Selama kehamilan, kontrol diabetes yang baik akan dapat mengurangi risiko komplikasi. Perkembangan dan pertumbuhan bayi dapat terganggu akibat kontrol gula darah yang buruk, bayi dapat tumbuh lebih cepat dari normal dan dengan ukuran yang besar.

Jika bayi harus dikeluarkan lebih awal karena ukuran besar, disebut bayi makrosomia, ini berarti ia akan lahir prematur dan berisiko untuk banyak masalah yang umum dimiliki bayi prematur akibat komplikasi diabetes melitus selama kehamilan.

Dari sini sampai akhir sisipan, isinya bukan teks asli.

PR #54, opened 2020-05-19
Link dependent accounts in the ILS

EdwinGuzman:
## Description

Updated `DependentEligibilityAPI` to `DependentAccountAPI` since it does more than just check for a patron's eligibility to create dependent juvenile accounts. Now, we need to "link" newly created dependent account with its parent account, and vice-versa.

## Motivation and Context

This resolves [DQ-305](https://jira.nypl.org/browse/DQ-305) and [DQ-306](https://jira.nypl.org/browse/DQ-306). There's a bit of code overlap that can be refactored in `DependentEligibilityAPI` but I want to get this out on QA by tomorrow so Malcolm and Ettore can test it, so that'll be a different ticket. This makes use of the `varFields` property to store values that will be used to link a patron to its dependent and vice-versa. The object this is stored in looks like: `{ fieldTag: 'x', content: 'DEPENDENT ...'}`.

## How Has This Been Tested?

Using the ILS and Postman.
1) First, create a patron using the `simplye` policy. The ILS will return the patron ID.
2) We can use that ID to find the barcode using the ILS's Swagger doc.
3) Now we can hit `/patrons/dependent-eligibility` with the patron's barcode to find if they are eligible to create a dependent juvenile card.
4) The other endpoint is `/patrons/dependents` and that can be hit with the patron's barcode along with a username, pin, name, and birthdate (some fields can change soon). Two events happen here:

  - First, the dependent juvenile card is created with the request values of username, pin, name, and birthdate. The address and email come from the parent. This card has a ptype of `simplyeJuvenile` code 4. A barcode is generated for this new card. To link this card to the parents, we tell the ILS that it is a "dependent of {parent's barcode}". For a parent barcode of "123456789", this is sent in the `varFields` as `varFields: [{...}, { fieldTag: 'x', content: 'DEPENDENT OF 123456789' }, {...}]`.
  - The juvenile card is complete at this point. Now the parent card needs to be updated in a PUT request to the ILS. All this does is update a patron's data with the same `varFields` `fieldTag` but now we use the dependent's barcode in the `content` property. For a dependent juvenile barcode of "987654321", the `varFields` value looks like `varFields: [{...}, { fieldTag: 'x', content: 'DEPENDENTS 987654321' }, {...}]`. Every new dependent is added on, so the third dependent will look like `{ fieldTag: 'x', content: 'DEPENDENTS 987654321,987654322,987654323' }`.

5)The ILS returns a 204 "no body content" for a successful patron update. So the response we return is the response from creating the dependent juvenile card, and just a hardcoded "okay" to denote that the parent patron was updated. If it wasn't updated, an error would be thrown and we'd catch that.

## Checklist:

### DIFF
--- a/api/controllers/v0.3/DependentAccountAPI.js
+++ b/api/controllers/v0.3/DependentAccountAPI.js
@@ -2,8 +2,14 @@
 const { NoILSClient, ILSIntegrationError } = require("../../helpers/errors");
 const IlsClient = require("./IlsClient");
 
+// A parent patron is only allowed to create three dependent juvenile accounts.
+const DEPENDENT_LIMIT = 3;
+
 /**
- *
+ * DependentAccountAPI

Mengapa hal ini terjadi? Jika selama kehamilan pada wanita dengan diabetes yang memiliki kadar gula yang tinggi, maka glukosa akan melintasi plasenta ke dalam sirkulasi bayi sehingga menyebabkan ukuran bayi menjadi besar dari ukuran normal.

Hal ini terjadi karena pankreas pada si bayi memproduksi insulin, meskipun ibu tidak dimana insulin yang dihasilkan dari pankreas bayi kemudian akan mengkonversi glukosa menjadi lemak.

Akibatnya, bayi tumbuh lebih besar selama kehamilan dan persalinan harus dilakukan lebih awal untuk menghindari risiko komplikasi diabetes.

Salah satu risiko diabetes dalam kehamilan setelah kelahiran adalah paru-paru pada bayi prematur tidak bisa sepenuhnya sempurna yang mengakibatkan sindrom pernapasan. Bayi dengan kondisi ini perlu diobati menggunakan ventilator di Unit Perawatan Bayi khusus sampai paru-paru mereka cukup siap untuk menghadapi kondisi luar.

Jika kadar gula darah ibu dikontrol dalam batas normal selama kehamilan, bayi mungkin cenderung tumbuh besar namun lebih lambat selama 40 minggu sehingga dapat menghindari risiko operasi caesar dan juga dapat mengurangi kemungkinan gangguan sindrom pernapasan pada bayi.